Please output only the lines that run from the line containing "kortschak: The use" through the end of the material below, exactly.

Records provided
----
PR #122, opened 2025-01-05
Add package-level docs for v1-to-v2 migration

dsnet:


v1/options.go
```diff
@@ -2,6 +2,166 @@
...
+//
+//   - In v1, a JSON object with duplicate names is permitted.
+//     In contrast, in v2 a JSON object with duplicate names results in an error.
+//     The [jsontext.AllowDuplicateNames] option controls this behavior difference.
+//
+//   - In v1, when unmarshaling a JSON null into a non-empty Go value it would
+//     inconsistently either zero out the the value or do nothing.
+//     In contrast, in v2 unmarshaling a JSON null would consistently and always
+//     zero out the underlying Go value. The [MergeWithLegacySemantics] option
+//     controls this behavior difference.
```
johanbrandhorst, line 102: I'm not an expert at english grammar, but the tense here reads a bit inconsistent to me. Should it be "a non-empty Go value it _will_" and "a JSON null _will_ consistently"? The other sentences use present tense ("is permitted" instead of "would be permitted").
```suggestion
//   - In v1, when unmarshaling a JSON null into a non-empty Go value it will
//     inconsistently either zero out the the value or do nothing.
//     In contrast, in v2 unmarshaling a JSON null will consistently and always
//     zero out the underlying Go value. The [MergeWithLegacySemantics] option
//     controls this behavior difference.
```

v1/options.go
```diff
@@ -2,6 +2,166 @@
...
+//
+//   - In v1, errors are never reported at runtime for Go struct types
+//     that have some form of structural error (e.g., a malformed tag option).
+//     In contrast, v2 reports a runtime error for Go types that are invalid
+//     as they relate to JSON serialization. For example, a Go struct
+//     with only unexported fields cannot be serialized.
+//     The [ReportErrorsWithLegacySemantics] option controls this behavior difference.
+//
+// As mentioned, the entirety of v1 is implemented in terms of v2,
+// where options are implicitly specified to opt into historical behavior.
```
johanbrandhorst, line 128: What do you think of "legacy" here? Since all the options use that word.
```suggestion
// where options are implicitly specified to opt into legacy behavior.
```

v1/options.go
```diff
@@ -2,6 +2,166 @@
...
+// For example, [Marshal] literally calls [jsonv2.Marshal] with [DefaultOptionsV1].
+// Similarly, [Unmarshal] literally calls [jsonv2.Unmarshal] with [DefaultOptionsV1].
```
johanbrandhorst, line 130: I don't feel strongly about this, but "literally" feels a bit conversational. Maybe "directly", or just omit the word. Or maybe "is implemented by calling" 🤷🏻.

johanbrandhorst (approved):
Great work on this!

v1/options.go
kortschak: The use of "would" here is the subjunctive mood.

dsnet: Looking at the existing "encoding/json" documentation, it uses language like: "NaN and +/-Inf values **will** return an UnsupportedValueError", so "will" follows existing precedence.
----
Solution
kortschak: The use of "would" here is the subjunctive mood.

dsnet: Looking at the existing "encoding/json" documentation, it uses language like: "NaN and +/-Inf values **will** return an UnsupportedValueError", so "will" follows existing precedence.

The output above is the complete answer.